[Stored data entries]
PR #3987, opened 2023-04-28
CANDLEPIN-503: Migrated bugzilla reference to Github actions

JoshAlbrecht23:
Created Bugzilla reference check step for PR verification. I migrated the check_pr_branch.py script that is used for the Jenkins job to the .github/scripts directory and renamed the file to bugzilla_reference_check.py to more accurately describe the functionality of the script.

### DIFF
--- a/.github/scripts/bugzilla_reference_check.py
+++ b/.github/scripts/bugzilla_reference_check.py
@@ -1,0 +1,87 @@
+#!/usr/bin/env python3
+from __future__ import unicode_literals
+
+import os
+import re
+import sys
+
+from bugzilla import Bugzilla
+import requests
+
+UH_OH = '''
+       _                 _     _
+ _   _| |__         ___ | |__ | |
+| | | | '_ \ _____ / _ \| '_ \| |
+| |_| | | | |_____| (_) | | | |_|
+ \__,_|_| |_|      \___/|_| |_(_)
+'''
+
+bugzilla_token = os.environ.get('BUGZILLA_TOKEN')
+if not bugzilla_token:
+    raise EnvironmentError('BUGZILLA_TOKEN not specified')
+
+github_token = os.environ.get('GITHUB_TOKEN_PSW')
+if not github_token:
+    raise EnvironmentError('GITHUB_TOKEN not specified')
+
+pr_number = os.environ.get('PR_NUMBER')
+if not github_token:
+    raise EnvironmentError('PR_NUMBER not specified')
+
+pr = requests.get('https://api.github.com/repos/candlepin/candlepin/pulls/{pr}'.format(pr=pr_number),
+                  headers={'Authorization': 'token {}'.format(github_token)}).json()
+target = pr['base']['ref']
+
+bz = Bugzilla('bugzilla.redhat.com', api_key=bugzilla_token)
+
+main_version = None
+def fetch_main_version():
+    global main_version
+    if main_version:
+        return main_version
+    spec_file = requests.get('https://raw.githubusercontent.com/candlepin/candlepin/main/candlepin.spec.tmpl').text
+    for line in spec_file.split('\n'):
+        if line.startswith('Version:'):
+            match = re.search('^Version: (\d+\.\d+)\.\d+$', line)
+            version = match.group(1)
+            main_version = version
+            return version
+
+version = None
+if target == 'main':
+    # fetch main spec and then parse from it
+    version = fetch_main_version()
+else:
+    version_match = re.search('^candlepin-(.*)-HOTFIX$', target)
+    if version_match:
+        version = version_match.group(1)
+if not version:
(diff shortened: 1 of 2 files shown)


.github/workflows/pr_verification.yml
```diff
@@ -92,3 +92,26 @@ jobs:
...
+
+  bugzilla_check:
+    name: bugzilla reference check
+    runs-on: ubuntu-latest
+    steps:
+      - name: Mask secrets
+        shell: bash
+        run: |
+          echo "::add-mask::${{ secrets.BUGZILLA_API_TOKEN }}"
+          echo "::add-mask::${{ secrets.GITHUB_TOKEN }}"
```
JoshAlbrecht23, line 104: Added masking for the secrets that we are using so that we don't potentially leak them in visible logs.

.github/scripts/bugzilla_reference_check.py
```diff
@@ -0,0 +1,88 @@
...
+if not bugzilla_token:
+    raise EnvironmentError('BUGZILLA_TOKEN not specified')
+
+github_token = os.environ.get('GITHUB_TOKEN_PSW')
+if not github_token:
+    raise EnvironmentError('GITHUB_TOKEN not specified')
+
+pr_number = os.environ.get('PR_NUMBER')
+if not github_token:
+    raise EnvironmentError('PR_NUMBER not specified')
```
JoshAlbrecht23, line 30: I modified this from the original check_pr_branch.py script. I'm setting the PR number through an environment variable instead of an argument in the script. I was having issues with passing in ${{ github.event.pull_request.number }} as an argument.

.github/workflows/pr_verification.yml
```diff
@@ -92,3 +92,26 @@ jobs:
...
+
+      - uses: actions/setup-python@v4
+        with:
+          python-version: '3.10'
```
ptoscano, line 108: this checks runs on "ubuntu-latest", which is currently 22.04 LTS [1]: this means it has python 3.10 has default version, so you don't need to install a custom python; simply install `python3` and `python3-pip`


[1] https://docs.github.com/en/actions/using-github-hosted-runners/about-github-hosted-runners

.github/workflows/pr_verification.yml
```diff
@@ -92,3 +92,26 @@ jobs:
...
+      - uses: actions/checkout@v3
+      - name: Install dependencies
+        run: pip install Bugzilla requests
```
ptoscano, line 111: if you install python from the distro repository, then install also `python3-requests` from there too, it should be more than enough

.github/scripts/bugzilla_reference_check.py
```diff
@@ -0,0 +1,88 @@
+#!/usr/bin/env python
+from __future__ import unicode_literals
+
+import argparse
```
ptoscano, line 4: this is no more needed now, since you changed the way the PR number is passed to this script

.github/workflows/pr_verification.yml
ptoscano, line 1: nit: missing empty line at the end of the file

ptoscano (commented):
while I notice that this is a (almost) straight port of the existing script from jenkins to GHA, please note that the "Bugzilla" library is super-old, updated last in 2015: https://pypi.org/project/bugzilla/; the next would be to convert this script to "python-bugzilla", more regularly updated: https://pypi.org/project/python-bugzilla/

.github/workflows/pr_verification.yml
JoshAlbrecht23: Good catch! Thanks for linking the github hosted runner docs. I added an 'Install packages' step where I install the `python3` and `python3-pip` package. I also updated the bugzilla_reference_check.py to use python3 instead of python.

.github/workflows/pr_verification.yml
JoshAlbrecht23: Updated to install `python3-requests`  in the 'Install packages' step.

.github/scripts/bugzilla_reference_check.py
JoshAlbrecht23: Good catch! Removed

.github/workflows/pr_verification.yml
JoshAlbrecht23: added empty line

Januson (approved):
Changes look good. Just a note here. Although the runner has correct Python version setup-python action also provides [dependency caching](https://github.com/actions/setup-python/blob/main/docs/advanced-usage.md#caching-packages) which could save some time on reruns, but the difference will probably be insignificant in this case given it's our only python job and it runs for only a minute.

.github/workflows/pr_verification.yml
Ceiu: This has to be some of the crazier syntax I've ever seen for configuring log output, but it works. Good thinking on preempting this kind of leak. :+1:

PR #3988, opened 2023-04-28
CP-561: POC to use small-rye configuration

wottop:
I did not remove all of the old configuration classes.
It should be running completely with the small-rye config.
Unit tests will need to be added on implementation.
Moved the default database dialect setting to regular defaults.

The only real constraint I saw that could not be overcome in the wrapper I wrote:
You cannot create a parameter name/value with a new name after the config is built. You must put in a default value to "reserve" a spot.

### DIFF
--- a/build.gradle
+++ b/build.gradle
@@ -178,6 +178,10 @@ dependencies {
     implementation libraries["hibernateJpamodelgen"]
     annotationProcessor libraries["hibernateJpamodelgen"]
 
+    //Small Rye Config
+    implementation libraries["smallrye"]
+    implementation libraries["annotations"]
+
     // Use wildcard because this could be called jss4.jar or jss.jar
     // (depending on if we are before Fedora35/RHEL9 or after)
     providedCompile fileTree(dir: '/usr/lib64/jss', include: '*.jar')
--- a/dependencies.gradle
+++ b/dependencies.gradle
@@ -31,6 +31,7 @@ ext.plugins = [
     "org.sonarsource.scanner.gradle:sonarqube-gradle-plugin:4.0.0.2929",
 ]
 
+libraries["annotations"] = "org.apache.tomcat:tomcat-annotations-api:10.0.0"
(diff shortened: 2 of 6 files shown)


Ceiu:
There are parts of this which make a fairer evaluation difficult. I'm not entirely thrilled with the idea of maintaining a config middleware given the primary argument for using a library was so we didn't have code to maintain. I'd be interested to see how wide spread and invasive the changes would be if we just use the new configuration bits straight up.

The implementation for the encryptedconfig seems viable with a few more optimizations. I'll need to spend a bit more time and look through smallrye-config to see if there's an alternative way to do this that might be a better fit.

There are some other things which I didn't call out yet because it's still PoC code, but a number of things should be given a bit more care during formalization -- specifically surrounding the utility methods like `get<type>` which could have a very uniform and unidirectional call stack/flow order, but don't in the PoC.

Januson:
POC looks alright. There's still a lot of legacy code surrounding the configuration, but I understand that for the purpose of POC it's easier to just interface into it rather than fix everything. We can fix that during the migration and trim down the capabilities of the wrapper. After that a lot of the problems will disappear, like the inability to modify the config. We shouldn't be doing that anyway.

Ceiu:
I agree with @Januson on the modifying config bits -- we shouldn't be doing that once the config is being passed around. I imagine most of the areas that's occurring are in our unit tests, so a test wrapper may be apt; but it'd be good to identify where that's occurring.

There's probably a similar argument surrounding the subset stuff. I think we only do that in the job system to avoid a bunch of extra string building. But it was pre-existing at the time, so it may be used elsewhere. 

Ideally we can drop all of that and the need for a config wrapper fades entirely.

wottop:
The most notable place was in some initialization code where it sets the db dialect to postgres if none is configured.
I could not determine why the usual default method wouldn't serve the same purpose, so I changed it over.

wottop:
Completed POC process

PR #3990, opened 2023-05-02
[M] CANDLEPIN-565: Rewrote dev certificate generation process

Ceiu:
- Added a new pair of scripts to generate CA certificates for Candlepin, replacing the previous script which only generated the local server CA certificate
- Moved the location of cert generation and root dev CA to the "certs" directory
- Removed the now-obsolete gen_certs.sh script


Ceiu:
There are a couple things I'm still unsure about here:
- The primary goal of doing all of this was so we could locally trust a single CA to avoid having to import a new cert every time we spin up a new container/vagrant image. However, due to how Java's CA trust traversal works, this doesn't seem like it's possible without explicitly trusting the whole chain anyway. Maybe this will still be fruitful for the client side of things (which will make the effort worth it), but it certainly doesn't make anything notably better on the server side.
* * *
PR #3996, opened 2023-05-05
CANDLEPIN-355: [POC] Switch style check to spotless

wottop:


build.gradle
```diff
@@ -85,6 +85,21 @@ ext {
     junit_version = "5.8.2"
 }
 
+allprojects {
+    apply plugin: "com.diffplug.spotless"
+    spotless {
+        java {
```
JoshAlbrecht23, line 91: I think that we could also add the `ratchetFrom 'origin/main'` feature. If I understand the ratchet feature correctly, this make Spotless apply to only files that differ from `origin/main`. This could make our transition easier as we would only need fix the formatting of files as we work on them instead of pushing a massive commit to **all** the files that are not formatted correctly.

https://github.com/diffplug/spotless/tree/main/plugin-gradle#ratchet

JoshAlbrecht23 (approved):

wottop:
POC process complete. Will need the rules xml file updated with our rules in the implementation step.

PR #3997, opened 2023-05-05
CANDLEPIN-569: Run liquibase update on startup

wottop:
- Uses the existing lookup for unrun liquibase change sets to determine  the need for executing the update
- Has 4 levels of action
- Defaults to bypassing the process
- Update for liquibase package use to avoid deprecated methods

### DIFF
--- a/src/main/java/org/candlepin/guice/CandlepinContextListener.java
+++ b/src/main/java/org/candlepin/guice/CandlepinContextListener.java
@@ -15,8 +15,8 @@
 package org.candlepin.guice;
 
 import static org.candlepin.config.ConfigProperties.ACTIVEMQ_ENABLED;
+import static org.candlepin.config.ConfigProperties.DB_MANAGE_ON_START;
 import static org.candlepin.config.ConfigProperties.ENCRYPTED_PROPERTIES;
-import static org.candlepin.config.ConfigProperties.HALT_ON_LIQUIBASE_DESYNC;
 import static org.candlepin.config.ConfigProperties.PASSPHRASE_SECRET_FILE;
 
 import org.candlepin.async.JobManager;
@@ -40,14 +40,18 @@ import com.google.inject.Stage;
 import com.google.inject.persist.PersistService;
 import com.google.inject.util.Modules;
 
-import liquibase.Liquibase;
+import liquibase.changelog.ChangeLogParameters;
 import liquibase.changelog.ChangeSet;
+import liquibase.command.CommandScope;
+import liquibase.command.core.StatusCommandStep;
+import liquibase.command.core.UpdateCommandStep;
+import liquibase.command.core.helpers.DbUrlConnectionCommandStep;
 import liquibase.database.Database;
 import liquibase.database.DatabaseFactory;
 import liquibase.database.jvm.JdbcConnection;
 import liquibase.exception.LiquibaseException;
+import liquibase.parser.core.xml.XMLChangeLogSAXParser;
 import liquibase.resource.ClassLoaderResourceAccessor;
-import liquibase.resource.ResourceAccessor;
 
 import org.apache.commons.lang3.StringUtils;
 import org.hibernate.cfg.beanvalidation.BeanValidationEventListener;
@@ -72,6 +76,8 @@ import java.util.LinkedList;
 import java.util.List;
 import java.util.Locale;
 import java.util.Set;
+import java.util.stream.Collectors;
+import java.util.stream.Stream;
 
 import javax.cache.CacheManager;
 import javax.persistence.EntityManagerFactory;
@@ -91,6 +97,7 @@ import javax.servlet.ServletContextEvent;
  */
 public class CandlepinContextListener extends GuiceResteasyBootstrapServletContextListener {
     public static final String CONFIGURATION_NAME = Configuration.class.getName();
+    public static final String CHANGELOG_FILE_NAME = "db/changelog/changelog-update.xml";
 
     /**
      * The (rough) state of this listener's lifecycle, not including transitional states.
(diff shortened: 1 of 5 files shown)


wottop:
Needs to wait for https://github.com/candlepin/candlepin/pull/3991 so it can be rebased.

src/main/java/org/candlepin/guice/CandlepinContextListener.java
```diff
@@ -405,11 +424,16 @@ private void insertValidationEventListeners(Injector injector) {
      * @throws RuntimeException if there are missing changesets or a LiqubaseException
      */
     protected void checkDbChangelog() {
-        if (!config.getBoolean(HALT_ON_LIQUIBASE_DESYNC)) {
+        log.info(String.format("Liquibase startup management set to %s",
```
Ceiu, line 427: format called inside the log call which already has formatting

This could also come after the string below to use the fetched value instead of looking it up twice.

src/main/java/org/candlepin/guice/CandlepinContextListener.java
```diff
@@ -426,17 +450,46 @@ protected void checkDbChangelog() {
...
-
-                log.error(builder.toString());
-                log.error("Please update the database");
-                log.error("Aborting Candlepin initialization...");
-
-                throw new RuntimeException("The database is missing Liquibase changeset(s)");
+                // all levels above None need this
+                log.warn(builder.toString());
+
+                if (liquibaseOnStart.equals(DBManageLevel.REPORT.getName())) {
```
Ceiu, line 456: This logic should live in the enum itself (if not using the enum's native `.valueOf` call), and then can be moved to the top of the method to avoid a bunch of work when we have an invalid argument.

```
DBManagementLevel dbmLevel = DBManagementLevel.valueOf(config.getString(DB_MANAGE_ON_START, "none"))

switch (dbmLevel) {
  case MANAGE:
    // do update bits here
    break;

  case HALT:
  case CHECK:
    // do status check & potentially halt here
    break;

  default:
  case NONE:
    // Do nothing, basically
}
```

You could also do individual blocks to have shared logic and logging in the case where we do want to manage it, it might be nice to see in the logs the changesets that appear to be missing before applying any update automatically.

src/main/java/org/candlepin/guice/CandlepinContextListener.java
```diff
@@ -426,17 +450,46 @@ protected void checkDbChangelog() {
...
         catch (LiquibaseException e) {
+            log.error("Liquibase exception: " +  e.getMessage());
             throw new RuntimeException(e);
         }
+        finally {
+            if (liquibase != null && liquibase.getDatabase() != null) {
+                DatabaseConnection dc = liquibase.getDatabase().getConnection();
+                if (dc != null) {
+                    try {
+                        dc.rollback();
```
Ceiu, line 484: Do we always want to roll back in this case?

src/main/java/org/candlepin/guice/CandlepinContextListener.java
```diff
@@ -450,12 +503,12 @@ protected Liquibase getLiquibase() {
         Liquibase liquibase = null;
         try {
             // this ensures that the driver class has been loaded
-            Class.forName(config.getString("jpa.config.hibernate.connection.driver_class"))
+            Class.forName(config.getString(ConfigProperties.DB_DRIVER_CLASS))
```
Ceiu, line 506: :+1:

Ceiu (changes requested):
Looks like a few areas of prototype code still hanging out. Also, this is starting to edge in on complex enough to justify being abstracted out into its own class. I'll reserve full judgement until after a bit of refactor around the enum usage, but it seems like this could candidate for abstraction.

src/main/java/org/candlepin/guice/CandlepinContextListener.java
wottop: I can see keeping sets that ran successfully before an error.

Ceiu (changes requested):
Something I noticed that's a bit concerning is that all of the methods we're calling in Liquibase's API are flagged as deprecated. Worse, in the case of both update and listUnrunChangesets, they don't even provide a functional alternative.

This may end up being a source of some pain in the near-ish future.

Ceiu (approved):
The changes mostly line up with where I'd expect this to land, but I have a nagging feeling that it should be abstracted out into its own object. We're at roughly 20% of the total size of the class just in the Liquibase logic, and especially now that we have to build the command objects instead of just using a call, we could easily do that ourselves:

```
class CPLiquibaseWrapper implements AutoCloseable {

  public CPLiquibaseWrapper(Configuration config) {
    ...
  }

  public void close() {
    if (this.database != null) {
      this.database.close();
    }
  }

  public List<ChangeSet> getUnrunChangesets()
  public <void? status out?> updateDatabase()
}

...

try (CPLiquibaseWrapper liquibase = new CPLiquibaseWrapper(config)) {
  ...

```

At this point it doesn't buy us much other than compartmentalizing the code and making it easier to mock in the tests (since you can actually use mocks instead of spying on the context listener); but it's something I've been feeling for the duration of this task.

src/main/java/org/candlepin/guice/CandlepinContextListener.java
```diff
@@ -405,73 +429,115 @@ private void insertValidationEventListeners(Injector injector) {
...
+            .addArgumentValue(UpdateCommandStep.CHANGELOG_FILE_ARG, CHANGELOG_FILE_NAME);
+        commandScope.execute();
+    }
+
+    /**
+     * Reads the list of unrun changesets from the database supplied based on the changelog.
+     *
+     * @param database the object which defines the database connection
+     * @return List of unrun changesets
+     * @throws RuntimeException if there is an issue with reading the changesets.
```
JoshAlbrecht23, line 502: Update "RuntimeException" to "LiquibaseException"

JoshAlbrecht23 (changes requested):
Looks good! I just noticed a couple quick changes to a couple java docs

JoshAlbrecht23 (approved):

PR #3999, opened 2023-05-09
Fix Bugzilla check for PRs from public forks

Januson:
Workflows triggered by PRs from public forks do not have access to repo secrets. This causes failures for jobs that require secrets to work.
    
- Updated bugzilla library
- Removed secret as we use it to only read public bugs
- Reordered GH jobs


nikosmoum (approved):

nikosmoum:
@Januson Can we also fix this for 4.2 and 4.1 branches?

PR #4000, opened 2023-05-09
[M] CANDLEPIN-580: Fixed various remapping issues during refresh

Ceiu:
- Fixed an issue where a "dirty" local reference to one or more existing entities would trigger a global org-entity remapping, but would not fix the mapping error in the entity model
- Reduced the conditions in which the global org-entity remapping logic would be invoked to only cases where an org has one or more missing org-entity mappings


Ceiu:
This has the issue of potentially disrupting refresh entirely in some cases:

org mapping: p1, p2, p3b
==
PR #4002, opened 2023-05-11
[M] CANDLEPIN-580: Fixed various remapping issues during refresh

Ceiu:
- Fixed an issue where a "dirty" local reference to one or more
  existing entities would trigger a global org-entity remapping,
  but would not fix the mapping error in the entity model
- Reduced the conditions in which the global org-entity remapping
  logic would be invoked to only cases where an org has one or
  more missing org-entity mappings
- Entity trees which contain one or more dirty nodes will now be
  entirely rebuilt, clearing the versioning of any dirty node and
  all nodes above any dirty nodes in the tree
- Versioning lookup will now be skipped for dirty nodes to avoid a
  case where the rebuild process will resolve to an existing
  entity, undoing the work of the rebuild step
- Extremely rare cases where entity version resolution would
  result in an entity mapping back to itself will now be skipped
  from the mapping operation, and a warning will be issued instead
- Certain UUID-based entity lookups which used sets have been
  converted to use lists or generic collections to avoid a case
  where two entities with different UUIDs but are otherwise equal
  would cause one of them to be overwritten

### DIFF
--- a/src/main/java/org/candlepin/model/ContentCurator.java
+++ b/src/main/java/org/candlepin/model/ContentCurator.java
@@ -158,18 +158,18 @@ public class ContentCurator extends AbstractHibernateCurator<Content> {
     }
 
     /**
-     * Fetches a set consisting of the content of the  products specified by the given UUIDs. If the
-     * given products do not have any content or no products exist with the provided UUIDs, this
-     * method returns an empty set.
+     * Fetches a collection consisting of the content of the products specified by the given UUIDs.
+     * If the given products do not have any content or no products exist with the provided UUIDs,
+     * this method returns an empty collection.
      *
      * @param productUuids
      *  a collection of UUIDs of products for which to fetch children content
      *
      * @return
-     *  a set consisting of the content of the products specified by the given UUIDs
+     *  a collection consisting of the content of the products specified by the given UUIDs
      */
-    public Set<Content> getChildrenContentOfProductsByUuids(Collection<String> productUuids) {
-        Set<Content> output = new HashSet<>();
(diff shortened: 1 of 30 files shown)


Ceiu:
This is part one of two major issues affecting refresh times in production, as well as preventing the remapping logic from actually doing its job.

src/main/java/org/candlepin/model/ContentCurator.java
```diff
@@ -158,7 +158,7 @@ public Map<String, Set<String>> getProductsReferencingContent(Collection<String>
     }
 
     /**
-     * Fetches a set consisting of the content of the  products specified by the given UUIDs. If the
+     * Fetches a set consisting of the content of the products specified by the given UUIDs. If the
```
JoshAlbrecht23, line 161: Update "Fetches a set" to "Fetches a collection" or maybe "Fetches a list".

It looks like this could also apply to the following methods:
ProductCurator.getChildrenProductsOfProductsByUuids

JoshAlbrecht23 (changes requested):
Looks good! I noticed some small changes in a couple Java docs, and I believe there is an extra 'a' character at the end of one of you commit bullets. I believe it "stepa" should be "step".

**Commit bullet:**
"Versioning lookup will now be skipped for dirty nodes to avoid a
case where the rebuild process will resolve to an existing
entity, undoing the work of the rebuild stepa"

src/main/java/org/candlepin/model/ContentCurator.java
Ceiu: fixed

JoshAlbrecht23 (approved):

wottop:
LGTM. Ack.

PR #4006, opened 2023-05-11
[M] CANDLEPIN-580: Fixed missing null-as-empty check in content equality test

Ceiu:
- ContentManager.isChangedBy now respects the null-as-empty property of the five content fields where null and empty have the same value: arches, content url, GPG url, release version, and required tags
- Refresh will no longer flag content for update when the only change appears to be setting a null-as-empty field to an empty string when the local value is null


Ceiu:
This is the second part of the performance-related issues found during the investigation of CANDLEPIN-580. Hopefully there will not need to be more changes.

Assigned task:
Wherever the word "LiquibaseException" appears in the records above, copy that line.

Written response:
 import liquibase.exception.LiquibaseException;
         catch (LiquibaseException e) {
JoshAlbrecht23, line 502: Update "RuntimeException" to "LiquibaseException"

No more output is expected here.